Es fácil adivinar el tenor de la conversación. Buck explica a Ribeiro que la familia, una respetable pareja de médicos de Leicester, está desesperada, no habla portugués, tiene miedo. El Gobierno de su majestad espera contar con toda la ayuda de las autoridades portuguesas en esos momentos difíciles. Por supuesto, Londres pone a su disposición toda la colaboración necesaria.

Ribeiro responde lo usual en estos casos: No se preocupe, haremos todo lo posible, le mantendré informado. Cuando cuelga, se da cuenta enseguida de la gravedad del asunto: una niña británica secuestrada en el Algarve, donde viven y veranean millones de británicos (en 2006 hubo 13 millones de pernoctaciones). Lo del secuestro suena extraño: rara vez ocurren delitos como ésos en Portugal, y Ribeiro lo sabe porque toda su vida ha trabajado en investigación policial.

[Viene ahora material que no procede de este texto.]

PR #212, opened 2022-04-03
Display active games

barmettlerl:


mobile/src/main/java/ch/epfl/sdp/mobile/ui/play/PlayScreen.kt
```diff
@@ -24,8 +31,30 @@ import ch.epfl.sdp.mobile.ui.PawniesIcons
 fun PlayScreen(
     state: PlayScreenState,
     modifier: Modifier = Modifier,
-    contentPadding: PaddingValues = PaddingValues(),
+    contentPadding: PaddingValues = PaddingValues()
 ) {
+  val lazyColumnState = rememberLazyListState()
```
alexandrepiveteau, line 36: You don't seem to be using this hoisted state except for passing it to the `LazyColumn`, so I suggest you don't explicitly manage it.

mobile/src/main/java/ch/epfl/sdp/mobile/ui/play/PlayScreen.kt
```diff
@@ -24,8 +31,30 @@ import ch.epfl.sdp.mobile.ui.PawniesIcons
...
+    Text(
+        text = strings.playOnlineGames,
+        color = MaterialTheme.colors.primary,
+        style = MaterialTheme.typography.h4,
+        modifier = Modifier.padding(horizontal = 16.dp, vertical = 32.dp))
+    LazyColumn(
+        state = lazyColumnState,
+        verticalArrangement = Arrangement.Top,
+        horizontalAlignment = Alignment.CenterHorizontally,
+        modifier = modifier,
```
alexandrepiveteau, line 48: Bug : You must not use `modifier` if this is not the top-level composable.
```suggestion
        modifier = Modifier,
```

mobile/src/main/java/ch/epfl/sdp/mobile/ui/play/PlayScreenState.kt
```diff
@@ -1,10 +1,12 @@
...
+import ch.epfl.sdp.mobile.ui.social.ChessMatch
+
 /** Interface that represents state of the PlayScreen */
 interface PlayScreenState {
 
   /* Callable upon actioning button */
   val onNewGameClick: () -> Unit
 
-  /* TODO: add necessary attributes: games log... */
+  val matches: List<ChessMatch>
```
alexandrepiveteau, line 11: Missing documentation.

mobile/src/main/java/ch/epfl/sdp/mobile/ui/profile/Match.kt
```diff
@@ -0,0 +1,60 @@
...
+    icon: ImageVector,
+    modifier: Modifier = Modifier,
+) {
+  ListItem(
+      modifier = modifier,
+      icon = { Icon(icon, null) },
+      text = { Text(title) },
+      secondaryText = { Text(subtitle) },
+  )
+}
```
alexandrepiveteau, line 37: Good idea to extract this in its own file. However, I don't see the point of this composable, given that the caller has to pass in the subtitle too. What would you think of refactoring it (alongside with `chooseSubtitle` to have a signature a bit more like this one ?

```kotlin
@Composable
fun Match(
  match: ChessMatch,
) {
  // ...
}
```

This way, the function `chooseSubtitle` could be kept `private` and the composable have an actual utility.

mobile/src/main/java/ch/epfl/sdp/mobile/state/StatefulPlayScreen.kt
```diff
@@ -1,34 +1,141 @@
...
  */
-/* FIXME: add more useful args : user... */
-class Player(private val newGame: () -> Unit) : PlayScreenState {
-  /* TODO: override other attributes */
-  override val onNewGameClick = newGame
+inline fun <A, B> Loadable<A>.map(f: (A) -> B): Loadable<B> =
+    when (this) {
+      is Loadable.Loaded -> loaded(f(value))
+      Loadable.Loading -> loading()
+    }
```
alexandrepiveteau, line 38: I don't think these should be exposed as `public`. These classes are just an implementation detail of the `PlayScreenStateImpl`.

mobile/src/main/java/ch/epfl/sdp/mobile/state/StatefulPlayScreen.kt
```diff
@@ -1,34 +1,141 @@
...
+      fetchForUser(user, facade).collect { list ->
+        matches =
+            list.map {
+              ChessMatch(
+                  adversary = if (user.uid == it.blackId) it.blackName else it.whiteName,
+                  matchResult = Tie,
+                  numberOfMoves = it.movesCount,
+              )
+            }
+      }
```
alexandrepiveteau, line 109: Maybe this mapping could be extracted to a dedicated function ?

mobile/src/main/java/ch/epfl/sdp/mobile/state/StatefulPlayScreen.kt
```diff
@@ -1,34 +1,141 @@
...
+    )
+  }
+}
+
+private class PlayScreenStateImpl(
+    onNewGameClick: State<() -> Unit>,
+    user: AuthenticatedUser,
+    facade: ChessFacade,
+    scope: CoroutineScope,
+) : PlayScreenState {
```
alexandrepiveteau, line 93: Missing some documentation.

mobile/src/main/java/ch/epfl/sdp/mobile/state/StatefulPlayScreen.kt
```diff
@@ -1,34 +1,141 @@
...
+ * Extract the value out of the Loadable type
+ * @param lazyBlock function which returns alternative value
+ */
+inline fun <A> Loadable<A>.orElse(lazyBlock: () -> A): A =
+    when (this) {
+      is Loadable.Loaded -> value
+      Loadable.Loading -> lazyBlock()
+    }
+
+private data class MatchInfo(
```
alexandrepiveteau, line 50: Missing documentation.

mobile/src/main/java/ch/epfl/sdp/mobile/state/StatefulPlayScreen.kt
```diff
@@ -1,34 +1,141 @@
...
+    val whiteId: String,
+    val blackId: String,
+    val whiteName: String,
+    val blackName: String,
+)
+
+private fun fetchForUser(
+    currentUser: AuthenticatedUser,
+    facade: ChessFacade,
+): Flow<List<MatchInfo>> =
```
alexandrepiveteau, line 62: Missing documentation.

mobile/src/main/java/ch/epfl/sdp/mobile/state/StatefulPlayScreen.kt
```diff
@@ -1,34 +1,141 @@
...
+    facade.matches(currentUser).map { m -> m.map { info(it) } }.flatMapLatest { matches ->
+      combine(matches) { it.toList() }
+    }
+
+private fun info(match: Match): Flow<MatchInfo> {
```
alexandrepiveteau, line 67: Missing documentation.

mobile/src/main/java/ch/epfl/sdp/mobile/state/StatefulHome.kt
```diff
@@ -82,7 +82,7 @@ fun StatefulHome(
       }
       composable(PlayRoute) {
         StatefulPlayScreen(
-            { controller.navigate(PrepareGameRoute) }, Modifier.fillMaxSize(), paddingValues)
+            user, { controller.navigate(PrepareGameRoute) }, Modifier.fillMaxSize(), paddingValues)
```
alexandrepiveteau, line 85: I know it wasn't previously named, but I think naming arguments would make it much easier to understand what the lambda is for.

alexandrepiveteau (commented):
Nice work, thanks !

Aside from the code coverage which may need to be increased a bit more, I think you still have to implement navigation to games by making matches clickable. Will it be part of this PR or some ulterior work ?

mobile/src/main/java/ch/epfl/sdp/mobile/state/StatefulPlayScreen.kt
barmettlerl: It's a private class

mobile/src/main/java/ch/epfl/sdp/mobile/state/StatefulPlayScreen.kt
barmettlerl: Need to be public in order to write tests for it

barmettlerl:
by accident closed it -> will reopen it

mobile/src/main/java/ch/epfl/sdp/mobile/state/StatefulPlayScreen.kt
alexandrepiveteau: Because it's an implementation detail, maybe the tests should not target the functions exposed in Loadable directly, but it should be tested indirectly when you check the behavior of the viewmodel.

mobile/src/main/java/ch/epfl/sdp/mobile/state/StatefulPlayScreen.kt
```diff
@@ -1,34 +1,164 @@
...
+
+/**
+ * Helper function for createChessMatch
+ * @param match [MatchInfo] intermediate datatype
+ * @param user authenticated user
+ */
+private fun createChessMatch(match: MatchInfo, user: AuthenticatedUser): ChessMatch =
+    ChessMatch(
+        adversary = if (user.uid == match.blackId) match.blackName else match.whiteName,
+        matchResult = Tie,
```
matt989253, line 133: A chess match probably isn't always tied

matt989253 (changes requested):
If a match with the user's id but no id for his opponent is present in the `Store`, the app crashes. This probably shouldn't happen.

mobile/src/main/java/ch/epfl/sdp/mobile/ui/social/ChessMatch.kt
```diff
@@ -1,6 +1,11 @@
 package ch.epfl.sdp.mobile.ui.social
 
-class ChessMatch(val adversary: String, val matchResult: MatchResult, val numberOfMoves: Int)
+class ChessMatch(
+    val uid: String,
```
alexandrepiveteau, line 4: A `ChessMatch` should not have a `uid`, but instead you should use the same pattern as the generic `Person` (https://github.com/epfl-SDP/android/blob/main/mobile/src/main/java/ch/epfl/sdp/mobile/ui/social/SocialScreenState.kt#L16-L56) or the generic `Piece` (https://github.com/epfl-SDP/android/blob/main/mobile/src/main/java/ch/epfl/sdp/mobile/ui/game/ChessBoardState.kt#L20-L130).

mobile/src/main/java/ch/epfl/sdp/mobile/state/StatefulHome.kt
```diff
@@ -62,6 +63,10 @@ fun StatefulHome(
     controller.navigate("$ProfileRoute/${person.uid}")
   }
 
+  val onGameItemClick: (match: ChessMatch) -> Unit = { match ->
+    controller.navigate("$GameRoute/${match.uid}")
+  }
```
alexandrepiveteau, line 68: Shouldn't be a `ChessMatch` but your ViewModel-specific implementation of it.

mobile/src/main/java/ch/epfl/sdp/mobile/state/StatefulPlayScreen.kt
```diff
@@ -1,34 +1,189 @@
...
+/** An Loadable Union Type to differentiate between loaded and state */
+sealed interface Loadable<out T> {
+  object Loading : Loadable<Nothing>
+  data class Loaded<out T>(val value: T) : Loadable<T>
+
+  companion object {
+    fun loading(): Loadable<Nothing> = Loading
+    fun <T> loaded(value: T): Loadable<T> = Loaded(value)
+  }
+}
```
alexandrepiveteau, line 30: I think this should be made `private`.

mobile/src/main/java/ch/epfl/sdp/mobile/state/StatefulPlayScreen.kt
```diff
@@ -1,34 +1,189 @@
...
+      is NextStep.Stalemate -> { _ -> Tie }
+      is NextStep.MovePiece -> { userColor -> if (this.turn == userColor) YourTurn else OtherTurn }
+      is NextStep.Checkmate -> { userColor ->
+            if (userColor == this.winner) {
+              Win(MatchResult.Reason.CHECKMATE)
+            } else {
+              Loss(MatchResult.Reason.CHECKMATE)
+            }
+          }
+    }
```
alexandrepiveteau, line 66: Any reason for this function to be `inline` ? It doesn't seem to have lambda arguments or need reified generics.

Nice use of a function return type though !

mobile/src/main/java/ch/epfl/sdp/mobile/ui/play/PlayScreenState.kt
```diff
@@ -1,10 +1,16 @@
...
+
 /** Interface that represents state of the PlayScreen */
 interface PlayScreenState {
 
   /* Callable upon actioning button */
   val onNewGameClick: () -> Unit
 
-  /* TODO: add necessary attributes: games log... */
+  /** Action to execute when clicked on match item in list */
+  val onGameItemClick: (ChessMatch) -> Unit
```
alexandrepiveteau, line 12: Should be `fun onGameItemClick(match: ChessMatch)` instead.

mobile/src/main/java/ch/epfl/sdp/mobile/ui/profile/Match.kt
```diff
@@ -0,0 +1,70 @@
...
+ * @param title match title
+ * @param subtitle match subtitle info
+ * @param icon match icon
+ * @param modifier the [Modifier] for this composable.
+ */
+@OptIn(ExperimentalMaterialApi::class)
+@Composable
+fun Match(
+    match: ChessMatch,
+    onGameItemClick: (ChessMatch) -> Unit,
```
alexandrepiveteau, line 27: Why not just `onClick: () -> Unit` ? The caller knows which match is associated with the composable.

mobile/src/main/java/ch/epfl/sdp/mobile/ui/profile/Match.kt
```diff
@@ -0,0 +1,70 @@
...
+    modifier: Modifier = Modifier,
+) {
```
alexandrepiveteau, line 29: Mismatch between the documentation and the parameters.

mobile/src/main/java/ch/epfl/sdp/mobile/ui/profile/UserScreen.kt
```diff
@@ -30,11 +25,10 @@ fun UserScreen(
     header: @Composable () -> Unit,
     profileTabBar: @Composable () -> Unit,
     matches: List<ChessMatch>,
+    onGameItemClick: (ChessMatch) -> Unit,
```
alexandrepiveteau, line 28: Maybe `onMatchClick` would be a more consistent naming with our existing `matches` parameter.

mobile/src/main/java/ch/epfl/sdp/mobile/state/StatefulPlayScreen.kt
```diff
@@ -1,34 +1,189 @@
...
+/**
+ * Implementation of the PlayscreenState
+ * @param onNewGameClick callback function for the new game button
+ * @param user authenticated user
+ * @param facade [ChessFacade] to fetch the matches
+ * @param scope for coroutines
+ */
+private class PlayScreenStateImpl(
+    onNewGameClick: State<() -> Unit>,
+    override val onGameItemClick: (ChessMatch) -> Unit,
```
alexandrepiveteau, line 129: Like `onNewGameClick`, you should pass this as a `State` and use a `rememberUpdatedState` when creating the `PlayScreenStateImpl`

mobile/src/main/java/ch/epfl/sdp/mobile/ui/play/PlayScreen.kt
```diff
@@ -24,8 +28,22 @@ import ch.epfl.sdp.mobile.ui.PawniesIcons
...
+    Text(
+        text = strings.playOnlineGames,
+        color = MaterialTheme.colors.primary,
+        style = MaterialTheme.typography.h4,
+        modifier = Modifier.padding(horizontal = 16.dp, vertical = 32.dp))
+    LazyColumn(
+        verticalArrangement = Arrangement.Top,
+        horizontalAlignment = Alignment.CenterHorizontally,
+        modifier = Modifier,
+    ) { items(state.matches) { match -> Match(match, state.onGameItemClick) } }
```
alexandrepiveteau, line 44: Maybe these matches would benefit to be keyed, using a pattern similar to this : https://github.com/epfl-SDP/android/blob/main/mobile/src/main/java/ch/epfl/sdp/mobile/ui/social/SocialScreen.kt#L44.

alexandrepiveteau (commented):
Nice work on the functionality ! I think a few adjustments are still needed to avoid the abstraction leak from `uid` into `ChessMatch`, but otherwise it's awesome seeing some (real) games !

matt989253:
New tests that you added (not modified) should follow the new test naming convention that was decided together.

alexandrepiveteau (changes requested):
The coverage is still a bit low (compared to where it could be), and this lets some bugs slip through (for instance, nothing happening when one clicks a match on a user profile).

Additionally, the app crashes if the user has a local game, since a single game is present twice in the `LazyColumn`. This could be solved by changing the last line of `ChessFacade.matches()` to

```kotlin
return combine(gamesAsWhite, gamesAsBlack) { (a, b) -> a.union(b).sortedBy { it.id } }
```

Is this something you could please include in this PR ?

mobile/src/main/java/ch/epfl/sdp/mobile/ui/play/PlayScreenState.kt
```diff
@@ -1,10 +1,16 @@
...
 /** Interface that represents state of the PlayScreen */
-interface PlayScreenState {
+interface PlayScreenState<M : ChessMatch> {
 
   /* Callable upon actioning button */
   val onNewGameClick: () -> Unit
 
-  /* TODO: add necessary attributes: games log... */
+  /** Action to execute when clicked on match item in list */
+  val onGameItemClick: (M) -> Unit
```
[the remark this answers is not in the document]
barmettlerl: Why should this be a method ?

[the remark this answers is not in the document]
barmettlerl: And why then we don't do that for `onNewGameClick` ?

mobile/src/main/java/ch/epfl/sdp/mobile/ui/play/PlayScreen.kt
```diff
@@ -13,19 +16,37 @@ import ch.epfl.sdp.mobile.state.LocalLocalizedStrings
...
+  val strings = LocalLocalizedStrings.current
+  Column(modifier) {
+    Text(
+        text = strings.playOnlineGames,
+        color = MaterialTheme.colors.primary,
+        style = MaterialTheme.typography.h4,
+        modifier = Modifier.padding(horizontal = 16.dp, vertical = 32.dp))
+    LazyColumn(
+        verticalArrangement = Arrangement.Top,
+        horizontalAlignment = Alignment.CenterHorizontally,
```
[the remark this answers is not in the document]
barmettlerl: Not sure what you mean ?

mobile/src/main/java/ch/epfl/sdp/mobile/ui/play/PlayScreenState.kt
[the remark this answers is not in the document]
alexandrepiveteau: It should have been done for `onNewGameClick` too.

mobile/src/main/java/ch/epfl/sdp/mobile/ui/profile/Match.kt
```diff
@@ -0,0 +1,69 @@
...
+import ch.epfl.sdp.mobile.state.LocalLocalizedStrings
+import ch.epfl.sdp.mobile.ui.PawniesIcons
+import ch.epfl.sdp.mobile.ui.SectionSocial
+import ch.epfl.sdp.mobile.ui.i18n.LocalizedStrings
+import ch.epfl.sdp.mobile.ui.social.*
+
+/**
+ * Composes a Match log using a match [title], [subtitle] and an [icon]
+ * @param match a chess Match
+ * @param onMatchClick callback function if clicked on item
```
alexandrepiveteau, line 19: Small inconsistency following renaming

```suggestion
 * @param onClick callback function if clicked on item
```

mobile/src/main/java/ch/epfl/sdp/mobile/state/StatefulPlayScreen.kt
```diff
@@ -1,34 +1,204 @@
...
+  companion object {
+    fun loading(): Loadable<Nothing> = Loading
+    fun <T> loaded(value: T): Loadable<T> = Loaded(value)
+  }
+}
+/**
+ * A map for the Loadable type
+ * @param f callback function for map
+ */
+private inline fun <A, B> Loadable<A>.map(f: (A) -> B): Loadable<B> =
```
alexandrepiveteau, line 68:
```suggestion
private fun <A, B> Loadable<A>.map(f: (A) -> B): Loadable<B> =
```

mobile/src/main/java/ch/epfl/sdp/mobile/state/StatefulPlayScreen.kt
```diff
@@ -1,34 +1,204 @@
...
+    when (this) {
+      is Loadable.Loaded -> loaded(f(value))
+      Loadable.Loading -> loading()
+    }
+
+/**
+ * Extract the value out of the Loadable type
+ * @param lazyBlock function which returns alternative value
+ */
+private inline fun <A> Loadable<A>.orElse(lazyBlock: () -> A): A =
```
alexandrepiveteau, line 78:
```suggestion
private fun <A> Loadable<A>.orElse(lazyBlock: () -> A): A =
```

mobile/src/main/java/ch/epfl/sdp/mobile/ui/play/PlayScreen.kt
```diff
@@ -13,19 +16,36 @@ import ch.epfl.sdp.mobile.state.LocalLocalizedStrings
...
+import ch.epfl.sdp.mobile.ui.profile.Match
+import ch.epfl.sdp.mobile.ui.social.ChessMatch
 
 /**
  * Composable that composes the PlayScreen [TODO] Contains a new game button only, should be
  * expanded to include history of matches
- * @param state state of the PlayScreen
+ * @param state the [PlayScreenState] to manage composable content
+ * @param key a function which uniquely identifies the list items.
  * @param modifier the [Modifier] for this composable.
```
alexandrepiveteau, line 27: Missing type parameter `M` documentation

mobile/src/main/java/ch/epfl/sdp/mobile/ui/play/PlayScreen.kt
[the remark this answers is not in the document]
alexandrepiveteau: I don't think items should be centered horizontally. I think the default arrangement and alignments are what we want.

mobile/src/main/java/ch/epfl/sdp/mobile/ui/profile/UserScreen.kt
```diff
@@ -22,6 +17,7 @@ import ch.epfl.sdp.mobile.ui.social.*
  * @param profileBar part of slot construct that represents the tab bar.
  * @param matches the part that is responsible for the list of all matches
  * @param lazyColumnState to keep state of LazyColumn
+ *
```
alexandrepiveteau, line 20: I think you meant to add some doc here but forgot ^^

```suggestion
 * onMatchClick a callback called when a [ChessMatch] is clicked
```

matt989253 (approved):
LGTM!

alexandrepiveteau (approved):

El asunto es feo, es importante quedar bien y arreglarlo rápido. Para el Algarve es vital el turismo británico (el 95% de los vuelos que salen del aeropuerto de Faro van a las islas), Gran Bretaña es aliada de Portugal desde hace cerca de 700 años, una niña secuestrada significa tabloides, tabloides es igual a escándalo, a problemas.

Según la reconstrucción realizada por el periodista Manuel Catarino en el libro La culpa de los McCann, Ribeiro coge el móvil y llama a su número dos, Guilhermino Encarnaçao, director nacional adjunto y responsable de la judicial de Faro. Le pide urgencia, máxima atención, y todo el apoyo y el tacto posible con los padres. Después, Ribeiro habla con el ministro de Justicia, Alberto Costa, su viejo amigo de la Facultad de Derecho. Sienten la presión británica y saben que no tienen margen para errores. Está en causa la imagen del país, escribe Catarino.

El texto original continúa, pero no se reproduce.